Saved data entries –
<<<<
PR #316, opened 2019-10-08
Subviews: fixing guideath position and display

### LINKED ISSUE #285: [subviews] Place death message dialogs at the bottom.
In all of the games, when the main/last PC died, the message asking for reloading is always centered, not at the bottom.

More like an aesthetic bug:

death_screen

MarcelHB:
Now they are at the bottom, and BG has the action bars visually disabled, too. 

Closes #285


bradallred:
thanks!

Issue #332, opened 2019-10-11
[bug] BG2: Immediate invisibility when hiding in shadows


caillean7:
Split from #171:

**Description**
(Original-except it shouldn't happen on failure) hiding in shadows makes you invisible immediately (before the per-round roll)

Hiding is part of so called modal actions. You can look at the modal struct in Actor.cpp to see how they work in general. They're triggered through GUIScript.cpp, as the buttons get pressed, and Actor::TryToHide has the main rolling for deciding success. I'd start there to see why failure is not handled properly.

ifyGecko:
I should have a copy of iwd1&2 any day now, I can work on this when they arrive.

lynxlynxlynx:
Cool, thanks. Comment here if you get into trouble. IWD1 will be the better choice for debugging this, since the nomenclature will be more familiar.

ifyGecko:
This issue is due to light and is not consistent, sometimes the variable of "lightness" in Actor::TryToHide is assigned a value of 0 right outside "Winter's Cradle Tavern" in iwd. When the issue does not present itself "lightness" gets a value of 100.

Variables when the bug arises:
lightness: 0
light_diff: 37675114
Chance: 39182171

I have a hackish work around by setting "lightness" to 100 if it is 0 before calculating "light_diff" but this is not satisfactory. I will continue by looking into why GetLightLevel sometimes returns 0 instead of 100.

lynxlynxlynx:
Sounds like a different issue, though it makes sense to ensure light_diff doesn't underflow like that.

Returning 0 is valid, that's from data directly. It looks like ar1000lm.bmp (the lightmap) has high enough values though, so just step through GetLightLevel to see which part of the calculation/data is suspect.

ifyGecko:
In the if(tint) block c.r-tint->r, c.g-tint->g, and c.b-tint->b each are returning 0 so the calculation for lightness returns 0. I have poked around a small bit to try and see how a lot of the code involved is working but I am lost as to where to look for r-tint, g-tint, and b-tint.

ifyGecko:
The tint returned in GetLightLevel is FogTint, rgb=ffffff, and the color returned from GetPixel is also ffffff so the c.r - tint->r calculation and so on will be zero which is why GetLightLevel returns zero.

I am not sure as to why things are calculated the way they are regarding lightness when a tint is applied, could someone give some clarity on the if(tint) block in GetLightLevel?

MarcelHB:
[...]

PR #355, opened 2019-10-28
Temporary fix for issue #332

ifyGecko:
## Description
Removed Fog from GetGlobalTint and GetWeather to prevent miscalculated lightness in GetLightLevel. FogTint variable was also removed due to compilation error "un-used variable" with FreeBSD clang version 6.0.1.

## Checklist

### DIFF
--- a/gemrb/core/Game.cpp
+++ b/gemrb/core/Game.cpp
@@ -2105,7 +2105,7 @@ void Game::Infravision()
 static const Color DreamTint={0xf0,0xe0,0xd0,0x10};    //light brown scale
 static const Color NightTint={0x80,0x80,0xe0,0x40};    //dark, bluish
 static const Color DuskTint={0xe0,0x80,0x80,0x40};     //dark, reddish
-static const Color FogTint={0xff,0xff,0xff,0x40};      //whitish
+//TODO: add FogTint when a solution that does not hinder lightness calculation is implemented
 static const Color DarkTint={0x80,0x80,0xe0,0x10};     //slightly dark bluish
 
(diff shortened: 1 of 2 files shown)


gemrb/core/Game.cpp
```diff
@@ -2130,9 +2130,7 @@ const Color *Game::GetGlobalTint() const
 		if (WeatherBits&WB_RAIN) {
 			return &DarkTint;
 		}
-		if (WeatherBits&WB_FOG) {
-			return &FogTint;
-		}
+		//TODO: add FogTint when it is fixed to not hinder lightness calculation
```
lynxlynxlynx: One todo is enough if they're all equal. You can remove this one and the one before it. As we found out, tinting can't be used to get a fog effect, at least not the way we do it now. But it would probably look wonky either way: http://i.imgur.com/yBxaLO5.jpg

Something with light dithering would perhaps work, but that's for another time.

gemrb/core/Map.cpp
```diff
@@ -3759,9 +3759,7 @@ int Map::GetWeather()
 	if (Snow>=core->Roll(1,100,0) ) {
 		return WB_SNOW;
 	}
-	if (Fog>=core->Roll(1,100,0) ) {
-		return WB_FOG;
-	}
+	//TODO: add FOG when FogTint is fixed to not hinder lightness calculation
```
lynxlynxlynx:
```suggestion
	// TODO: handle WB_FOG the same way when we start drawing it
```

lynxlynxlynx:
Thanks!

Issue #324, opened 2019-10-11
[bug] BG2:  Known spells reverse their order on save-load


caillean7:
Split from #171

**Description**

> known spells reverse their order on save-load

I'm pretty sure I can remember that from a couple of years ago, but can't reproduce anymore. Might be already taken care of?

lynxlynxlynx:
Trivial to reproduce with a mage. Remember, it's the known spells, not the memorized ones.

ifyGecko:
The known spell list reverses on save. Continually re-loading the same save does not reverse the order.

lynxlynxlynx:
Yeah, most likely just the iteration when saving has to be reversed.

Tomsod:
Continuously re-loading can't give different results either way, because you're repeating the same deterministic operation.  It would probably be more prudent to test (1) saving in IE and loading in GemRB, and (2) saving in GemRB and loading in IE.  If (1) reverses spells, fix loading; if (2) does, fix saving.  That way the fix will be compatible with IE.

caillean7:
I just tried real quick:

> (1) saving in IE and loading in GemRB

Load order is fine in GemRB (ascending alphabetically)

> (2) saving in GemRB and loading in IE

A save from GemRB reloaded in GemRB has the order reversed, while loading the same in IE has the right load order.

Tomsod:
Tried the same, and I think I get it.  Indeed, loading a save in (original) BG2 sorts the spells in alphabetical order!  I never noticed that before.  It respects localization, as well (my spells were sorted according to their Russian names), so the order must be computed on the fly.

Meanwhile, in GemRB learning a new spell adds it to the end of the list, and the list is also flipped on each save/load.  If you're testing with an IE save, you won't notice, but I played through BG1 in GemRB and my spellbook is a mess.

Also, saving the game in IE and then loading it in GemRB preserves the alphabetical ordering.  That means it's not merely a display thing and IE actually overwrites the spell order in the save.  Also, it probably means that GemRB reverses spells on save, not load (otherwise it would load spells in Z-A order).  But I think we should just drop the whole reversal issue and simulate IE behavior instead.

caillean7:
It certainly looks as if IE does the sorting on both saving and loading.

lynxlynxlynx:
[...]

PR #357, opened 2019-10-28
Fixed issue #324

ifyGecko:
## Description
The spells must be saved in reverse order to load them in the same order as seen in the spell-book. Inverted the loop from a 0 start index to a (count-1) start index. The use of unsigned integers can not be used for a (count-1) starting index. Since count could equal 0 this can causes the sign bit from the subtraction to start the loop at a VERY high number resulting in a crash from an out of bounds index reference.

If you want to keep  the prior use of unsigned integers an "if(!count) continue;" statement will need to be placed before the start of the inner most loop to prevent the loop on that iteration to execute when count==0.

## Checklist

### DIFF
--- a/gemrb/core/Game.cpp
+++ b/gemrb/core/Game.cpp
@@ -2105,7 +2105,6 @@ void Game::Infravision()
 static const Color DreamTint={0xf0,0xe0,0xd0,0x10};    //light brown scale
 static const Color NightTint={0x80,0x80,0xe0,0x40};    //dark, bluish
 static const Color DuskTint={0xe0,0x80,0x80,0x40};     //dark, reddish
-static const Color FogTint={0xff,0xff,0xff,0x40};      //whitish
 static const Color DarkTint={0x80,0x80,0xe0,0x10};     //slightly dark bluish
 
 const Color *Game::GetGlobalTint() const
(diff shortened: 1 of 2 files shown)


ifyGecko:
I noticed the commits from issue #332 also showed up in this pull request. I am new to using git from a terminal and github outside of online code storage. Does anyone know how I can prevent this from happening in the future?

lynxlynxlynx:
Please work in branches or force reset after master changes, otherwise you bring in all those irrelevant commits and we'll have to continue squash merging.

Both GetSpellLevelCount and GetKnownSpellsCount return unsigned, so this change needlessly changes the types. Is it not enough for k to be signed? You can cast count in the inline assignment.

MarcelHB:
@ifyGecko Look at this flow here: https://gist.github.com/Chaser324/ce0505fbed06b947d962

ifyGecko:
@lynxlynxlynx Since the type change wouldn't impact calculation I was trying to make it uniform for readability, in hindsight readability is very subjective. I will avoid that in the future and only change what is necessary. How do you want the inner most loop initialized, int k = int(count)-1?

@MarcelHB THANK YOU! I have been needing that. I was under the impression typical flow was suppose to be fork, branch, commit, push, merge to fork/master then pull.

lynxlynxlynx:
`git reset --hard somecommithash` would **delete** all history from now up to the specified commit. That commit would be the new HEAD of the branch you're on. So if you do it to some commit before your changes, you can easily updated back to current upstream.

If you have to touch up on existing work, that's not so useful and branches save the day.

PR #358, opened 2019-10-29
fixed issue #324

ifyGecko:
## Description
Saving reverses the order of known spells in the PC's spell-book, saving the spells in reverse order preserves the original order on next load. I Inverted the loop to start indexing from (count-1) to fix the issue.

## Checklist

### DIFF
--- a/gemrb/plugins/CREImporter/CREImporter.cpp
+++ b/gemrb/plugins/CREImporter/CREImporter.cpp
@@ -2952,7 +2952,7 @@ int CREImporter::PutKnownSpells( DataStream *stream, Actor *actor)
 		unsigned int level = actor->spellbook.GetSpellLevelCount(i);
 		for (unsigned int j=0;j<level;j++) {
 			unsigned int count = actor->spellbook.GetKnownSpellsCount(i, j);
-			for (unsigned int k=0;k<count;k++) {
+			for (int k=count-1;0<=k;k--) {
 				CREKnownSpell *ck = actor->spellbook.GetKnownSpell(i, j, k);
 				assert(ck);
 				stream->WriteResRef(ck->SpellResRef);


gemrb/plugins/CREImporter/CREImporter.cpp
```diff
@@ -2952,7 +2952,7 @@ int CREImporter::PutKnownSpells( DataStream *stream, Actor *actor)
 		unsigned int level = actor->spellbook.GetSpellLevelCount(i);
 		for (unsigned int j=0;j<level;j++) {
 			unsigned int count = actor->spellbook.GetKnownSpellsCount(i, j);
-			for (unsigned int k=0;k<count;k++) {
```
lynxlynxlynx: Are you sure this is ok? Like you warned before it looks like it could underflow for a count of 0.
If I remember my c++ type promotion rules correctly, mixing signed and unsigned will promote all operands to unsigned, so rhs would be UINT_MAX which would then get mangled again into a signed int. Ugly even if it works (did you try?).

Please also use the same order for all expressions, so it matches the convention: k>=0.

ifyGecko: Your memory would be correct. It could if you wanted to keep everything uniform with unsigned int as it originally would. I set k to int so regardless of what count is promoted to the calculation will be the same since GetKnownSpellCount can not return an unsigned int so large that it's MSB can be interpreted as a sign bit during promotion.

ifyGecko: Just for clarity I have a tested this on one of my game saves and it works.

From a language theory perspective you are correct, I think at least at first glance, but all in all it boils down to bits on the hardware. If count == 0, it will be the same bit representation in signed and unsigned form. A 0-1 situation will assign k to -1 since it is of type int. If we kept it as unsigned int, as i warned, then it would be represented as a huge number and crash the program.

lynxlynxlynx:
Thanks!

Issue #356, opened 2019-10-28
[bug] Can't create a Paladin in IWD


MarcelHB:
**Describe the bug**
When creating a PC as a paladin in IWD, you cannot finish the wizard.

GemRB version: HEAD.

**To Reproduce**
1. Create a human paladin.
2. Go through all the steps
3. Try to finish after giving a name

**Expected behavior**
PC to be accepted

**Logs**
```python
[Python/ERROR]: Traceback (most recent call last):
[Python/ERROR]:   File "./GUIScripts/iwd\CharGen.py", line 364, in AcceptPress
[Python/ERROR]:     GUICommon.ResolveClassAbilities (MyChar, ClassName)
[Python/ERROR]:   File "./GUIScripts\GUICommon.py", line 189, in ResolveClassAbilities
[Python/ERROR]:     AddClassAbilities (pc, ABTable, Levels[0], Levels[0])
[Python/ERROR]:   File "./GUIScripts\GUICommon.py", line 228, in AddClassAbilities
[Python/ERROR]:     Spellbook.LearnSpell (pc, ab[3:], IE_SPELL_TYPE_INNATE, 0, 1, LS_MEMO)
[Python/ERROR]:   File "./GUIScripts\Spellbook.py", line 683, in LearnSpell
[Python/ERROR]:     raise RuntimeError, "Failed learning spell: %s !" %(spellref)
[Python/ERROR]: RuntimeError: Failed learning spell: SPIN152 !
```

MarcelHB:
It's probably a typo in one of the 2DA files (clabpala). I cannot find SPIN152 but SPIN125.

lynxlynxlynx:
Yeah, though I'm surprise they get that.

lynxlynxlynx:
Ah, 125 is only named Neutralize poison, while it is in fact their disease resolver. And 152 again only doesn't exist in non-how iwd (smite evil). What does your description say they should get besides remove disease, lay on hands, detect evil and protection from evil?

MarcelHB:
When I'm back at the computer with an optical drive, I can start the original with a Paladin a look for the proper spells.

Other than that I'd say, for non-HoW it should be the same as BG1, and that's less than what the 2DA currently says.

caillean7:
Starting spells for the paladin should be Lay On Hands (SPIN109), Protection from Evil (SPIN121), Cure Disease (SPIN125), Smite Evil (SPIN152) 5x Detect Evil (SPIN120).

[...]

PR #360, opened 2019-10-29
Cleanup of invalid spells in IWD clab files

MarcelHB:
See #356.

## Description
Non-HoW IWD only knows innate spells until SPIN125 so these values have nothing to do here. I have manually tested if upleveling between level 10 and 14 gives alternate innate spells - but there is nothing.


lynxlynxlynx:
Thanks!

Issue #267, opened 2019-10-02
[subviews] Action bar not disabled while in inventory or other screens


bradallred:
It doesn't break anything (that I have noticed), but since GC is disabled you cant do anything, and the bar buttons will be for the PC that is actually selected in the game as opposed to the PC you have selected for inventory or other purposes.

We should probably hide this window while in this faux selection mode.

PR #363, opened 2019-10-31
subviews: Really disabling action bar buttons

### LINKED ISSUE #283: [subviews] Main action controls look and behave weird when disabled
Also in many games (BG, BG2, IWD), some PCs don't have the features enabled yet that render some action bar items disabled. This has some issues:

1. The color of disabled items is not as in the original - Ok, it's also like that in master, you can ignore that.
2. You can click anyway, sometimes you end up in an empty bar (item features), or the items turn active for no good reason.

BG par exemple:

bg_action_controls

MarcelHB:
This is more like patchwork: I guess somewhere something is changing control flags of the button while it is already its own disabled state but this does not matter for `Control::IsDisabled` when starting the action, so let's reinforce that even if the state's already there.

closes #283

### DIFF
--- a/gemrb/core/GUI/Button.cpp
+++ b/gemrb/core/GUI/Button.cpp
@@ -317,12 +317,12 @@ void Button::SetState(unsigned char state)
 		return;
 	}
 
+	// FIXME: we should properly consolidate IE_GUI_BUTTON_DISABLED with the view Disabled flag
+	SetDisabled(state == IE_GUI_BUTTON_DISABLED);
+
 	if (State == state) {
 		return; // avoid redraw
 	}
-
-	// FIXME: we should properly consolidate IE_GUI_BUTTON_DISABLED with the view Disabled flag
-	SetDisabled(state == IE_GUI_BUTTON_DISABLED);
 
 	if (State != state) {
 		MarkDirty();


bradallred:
>>>>
List the lines of the records where "Infravision" occurs.

@@ -2105,7 +2105,7 @@ void Game::Infravision()
@@ -2105,7 +2105,6 @@ void Game::Infravision()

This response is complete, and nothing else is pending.